Problem to work on
After finding the line with "number that rots." in the entries below, retype exactly each line from there through the line with "holding it wrong.", including that final line.

Given data

=-=-=-=-=

PR #21798, opened 2026-09-21
Add Pulumi HCL tabs to operations and CI pages (MA-594 cluster F)

CamSoper:
### Proposed changes

MA-594 cluster F: adds `hcl` to 12 language choosers across seven operations pages. Every chooser that gained `hcl` got a matching `{{% choosable language hcl %}}` body in the same edit -- no empty tabs.

**Per-file summary**

| File | Choosers | What the HCL tab shows |
| - | - | - |
| `operations/stack-management/refactoring-with-aliases.md` | 4 | Renaming (`moved` block + `pulumi { aliases }`), re-parenting (moving a declaration into a module), type change (`aliases = [{ type = ... }]`), cross-stack/project move |
| `operations/stack-management/protecting-against-undesired-changes.md` | 1 | Config-driven `pulumi { protect = var.protect }`, plus how `prevent_destroy` differs |
| `operations/stack-management/removing-resources-without-deleting-them.md` | 1 | `pulumi { retain_on_delete = true }`, and why a `removed` block can't do this job |
| `operations/container-image-reproducibility.md` | 3 | Digest pinning, registry-backed BuildKit cache, build/deploy stack split |
| `operations/continuous-delivery/github-actions.md` | 1 | Checkout + `pulumi/actions`, no language setup, no install step |
| `operations/continuous-delivery/gitlab-ci.md` | 1 | `pulumi/pulumi-base` image, no dependency install |
| `operations/continuous-delivery/google-cloud-build.md` | 1 | `pulumi/pulumi-base` builder, no dependency install |

**Left untouched on purpose:** the "Wrapping resources in a component" chooser in `refactoring-with-aliases.md`. Every sibling tab there leans on an SDK-specific root-stack sentinel (`pulumi.rootStackResource`, `NoParent`), and the HCL equivalent -- putting `{ no_parent = true, name = "..." }` on each child inside the module source -- is a judgment call about how far to restate the refactor for a language where modules *are* components. It needs a call from someone closer to the HCL story, not a guess from me.

### Verification

Pulumi CLI 3.263.0, HCL language plugin v0.18.0, local filesystem backend. Every HCL block in the diff was extracted verbatim and run through `pulumi preview`; the resource-option examples were additionally exercised as real `pulumi up` round-trips against credential-free resources (`random_pet`), since the whole point of an alias or a protect flag is what it does on the *second* run.

| - | - | - | - |
| 1 | Rename via `pulumi { aliases = [{ name }] }` | `up` creating `old_db`, rename to `primary_db` with alias, `preview` | **pass** -- 2 unchanged, no replacement |
| 2 | Rename via `moved` block | Same state, `moved { from = ... to = ... }`, `preview` | **pass** -- 2 unchanged |
| 3 | Rename baseline (no alias) | Same state, neither alias nor `moved` | **pass** -- correctly shows `+1 create / -1 delete`, confirming 1 and 2 are doing real work |
| 4 | Re-parent via `moved` into a module | `up` at root, then `moved { to = module.new_parent.random_pet.key }`, `preview` | **pass** -- only the new component wrapper is created; the resource itself is unchanged |
| 5 | `aliases = [{ type }]` | `preview` on a bound program | **pass** |
| 6 | `aliases = [{ stack, project }]` | `preview` on a bound program | **pass** |
| 7 | `aliases = [{ parent_urn }]` / `{ no_parent, name }` | `preview` on a bound program | **pass** (bind only; referenced in prose, not shown as a snippet) |
| 8 | `pulumi { protect = var.protect }` | `up` false, `pulumi config set` true, `up` (diff shows `~protect`), then drop the declaration | **pass** -- delete refused with the unprotect instructions |
| 9 | `lifecycle { prevent_destroy = true }` | `up`, then force a replacement; separately, drop the declaration | **pass** -- replacement blocked; guard lifts when the argument leaves the program, exactly the contrast the prose draws |
| 10 | `pulumi { retain_on_delete = true }` | `up`, drop the declaration, `up` | **pass** -- `delete[retain]`, provider delete never called |
| 11 | `removed { lifecycle { destroy = false } }` | `preview` | **pass (negative)** -- rejected, error points at `pulumi state delete`, which is what the prose now says |
| 12 | Container: digest-pinned ECS task definition | `preview` of the full program | **pass (partial)** -- clean preview, 5 resources, all properties bind. Creating the ECR repo needs live AWS credentials |
| 13 | Container: `cache_from` / `cache_to` | `preview` of the full program | **pass (partial)** -- clean preview, 4 resources. Same credential ceiling |
| 14 | Container: build/deploy split | Built a real `app-image/production` stack, exported `digest`, consumed it from the deploy stack | **pass** -- stack reference resolved `local/app@sha256:ffcf2924...` end to end |
| 15 | `docker-build_image` actually builds | Started a local Docker daemon, `pulumi up` on a `FROM scratch` image | **pass** -- real image, real `digest` and `ref` outputs |
| 16 | CI: HCL needs no language runtime | `pulumi preview` inside `pulumi/pulumi-base:3.263.0` (CLI only), checkout with `sdks/` committed, cold plugin cache, no install step | **pass** -- plugins downloaded on demand, preview succeeded |
| 17 | Negative test: bogus `pulumi` attribute | `pulumi { aliasez = ... }` | **pass (negative)** -- rejected with "Did you mean aliases?" |

**Plugin downloads worked.** The HCL language plugin, the bridged `terraform-provider` shim, the bridged AWS provider, and the native `pulumi/docker-build` provider all downloaded fine. Remote modules and `pulumi install` returned 0.

**Harness deltas** -- three mechanical differences between what ran and what's in the diff, none affecting the syntax being documented:

- AWS examples ran with a `provider "aws"` block setting `skip_credentials_validation` and friends. Without it the provider fails at STS before any resource input is bound, so nothing would be proven. The docs snippets omit it, matching the sibling language tabs.
- `pulumi/docker-build` ran with `version = "0.0.22"` pinned. Unpinned, plugin resolution hits `api.github.com`, which 403s from this sandbox -- and that failure mode ("could not find latest version") is itself proof the `pulumi/` source resolved correctly. The docs snippet leaves the version off rather than shipping a number that rots.
- The placeholder `resource "database" "..."` blocks (mirroring `new Database(...)` in the sibling tabs) were bind-checked with `random_pet` substituted. The `pulumi {}` option shapes are byte-identical.

**Things worth flagging**

- `pulumi { parent = module.some_module }` is documented in the HCL language reference, but in my test it silently did not re-parent: the resource stayed at the stack root with no error and no parent prefix on its URN. I avoided it and wrote the re-parenting tab around `moved` blocks, which do work. Possibly worth a `pulumi-hcl` issue -- flagging rather than filing, since I may be holding it wrong.
- Consuming a native Pulumi package from HCL has two sharp edges the tab now calls out: the `required_providers` local name becomes the resource type's prefix (so it has to stay `docker-build`, giving `docker-build_image`), and single-object inputs use `=` while list-of-object inputs are repeated blocks. Getting either wrong fails with an unhelpful "not found".
- `pulumi destroy` on a program using `prevent_destroy` needs `--run-program`, because the guard is implemented as a delete hook. Real gotcha, but out of scope here -- noting it in case it belongs on a Terraform-compatibility page.

### Checks

- `make lint` -- passes (1794 files, 0 errors; Prettier clean).
- `make lint-prose` -- 18 warnings across the seven files, **all pre-existing**; I attributed every warning against the diff hunks to confirm none are mine. Two warnings my own prose introduced (`Pulumi.Difficulty` on "just", `write-good.TooWordy` on "therefore") are fixed.
- Rendering -- `make build` can't run here (`@pulumi/design-tokens` 403s), so I rendered the seven pages through Hugo 0.157.0 with the repo's real shortcodes and asserted on the HTML: 24 rendered `pulumi-chooser` elements carry `hcl`, every declared option has a non-empty `pulumi-choosable` body, and no body lacks an option. No empty tabs.
- The Vale frontmatter advisory flags pre-existing non-sentence-case titles on `container-image-reproducibility.md` and `google-cloud-build.md`. Left alone: the second is a proper noun, and retitling the first is an editorial change beyond this cluster that would collide with other MA-594 slices.

https://claude.ai/code/session_016y8zUGZ8U2GAHdXefqD7ZW

---
_Generated by [Claude Code](https://claude.ai/code/session_016y8zUGZ8U2GAHdXefqD7ZW)_


Voyagerroc-Lab (commented):
Review summary

The HCL tabs are paired with non-empty choosable bodies across all added chooser entries, and the examples cover the operational semantics rather than only syntax. The reported preview/up round-trips specifically validate aliases, protect, retain_on_delete, CI-only HCL flows, and negative validation cases.

The site build check is still running; the local build limitation is documented in the PR. I found no content defect in the reviewed diff. I attempted an approval, but the current review token does not have explicit repository approval permission; this comment records the completed review.

CamSoper:
@claude F3: the source for the hidden-`.pulumi`-job claim is the page's own example pipeline, not GitLab's docs. It's a description of the YAML immediately below the sentence, so it's checkable against the file rather than against an external reference.

Every language tab in that chooser defines `.pulumi` and pulls it into all three jobs, e.g. the TypeScript tab:

```yaml
# Shared setup: enter the program directory and install dependencies.
.pulumi:
  before_script:
    - cd infra
    - npm ci

preview:
  extends: .pulumi
  ...
```

The `extends` link in that sentence is there so a reader who hasn't met GitLab's job-inheritance keyword can look it up — it isn't the citation for the claim. The `rules` link in the preceding clause is the one that points at GitLab's reference, and it covers the `rules` claim, which is presumably how the two got crossed.

I pushed fixes for F1, F2, and F4 in 59056fd. You were right that my earlier fix overcorrected — it made Pulumi HCL the sole exception to "installs dependencies," but C# and Java have no separate install step either. Verified per page: the C# and Java tabs on `github-actions.md` set up a runtime and go straight to `pulumi/actions`; on `google-cloud-build.md` they run Pulumi from `pulumi/pulumi-dotnet` and `pulumi/pulumi-java` with no install command; on `gitlab-ci.md` their `.pulumi` jobs are `cd infra` only. All three intros now name the three cases — TypeScript/Python/Go install, C#/Java restore during the Pulumi run, Pulumi HCL has nothing to install — which also lines up with each page's closing sentence. The "in between" wordiness went with it.

#update-review

---

CamSoper:
@claude rebased onto master and pushed a second-pass review in cb4e6df #update-review

Changes since the last review (all verified with real `pulumi up` runs on the local backend, language-hcl 0.18.0):

- **`refactoring-with-aliases.md` re-parenting tab — the alias alternative was wrong.** It said `aliases = [{ parent_urn = "urn:pulumi:..." }]` alone moves a resource into a module. It doesn't: a resource declared in a module takes the module's name as a prefix on its Pulumi name (`new_parent.moved_db`), so `parent_urn` alone previewed "+ create / - delete". With `{ name = "<old name>", parent_urn = "..." }` the resource was kept and only the component wrapper changed. The tab now shows that two-key form as a code block for the module-to-module case. (A `moved` block between two modules with different sources also previewed as delete + create, which is why that case uses the alias form.)
- **`google-cloud-build.md` intro** listed only the five language-runtime images while the HCL tab uses `pulumi/pulumi-base`; added one sentence naming it.

Also confirmed rather than changed: with a fresh `PULUMI_HOME` and committed `sdks/` (no `pulumi install`), CI preview downloads the HCL plugin and provider and succeeds, while removing `sdks/` fails with "unresolved package spec(s)… run `pulumi install`" — so the tabs' "commit the `sdks/` descriptors" instruction is correct and necessary. `protect`, `retain_on_delete`, rename/stack/project/type aliases, `moved`, and the `prevent_destroy` vs `protect` distinction each behaved exactly as the pages describe.

---

tatcoo-pulumi (approved):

=-=-=-=-=

Response area
- `pulumi/docker-build` ran with `version = "0.0.22"` pinned. Unpinned, plugin resolution hits `api.github.com`, which 403s from this sandbox -- and that failure mode ("could not find latest version") is itself proof the `pulumi/` source resolved correctly. The docs snippet leaves the version off rather than shipping a number that rots.
- The placeholder `resource "database" "..."` blocks (mirroring `new Database(...)` in the sibling tabs) were bind-checked with `random_pet` substituted. The `pulumi {}` option shapes are byte-identical.

**Things worth flagging**

- `pulumi { parent = module.some_module }` is documented in the HCL language reference, but in my test it silently did not re-parent: the resource stayed at the stack root with no error and no parent prefix on its URN. I avoided it and wrote the re-parenting tab around `moved` blocks, which do work. Possibly worth a `pulumi-hcl` issue -- flagging rather than filing, since I may be holding it wrong.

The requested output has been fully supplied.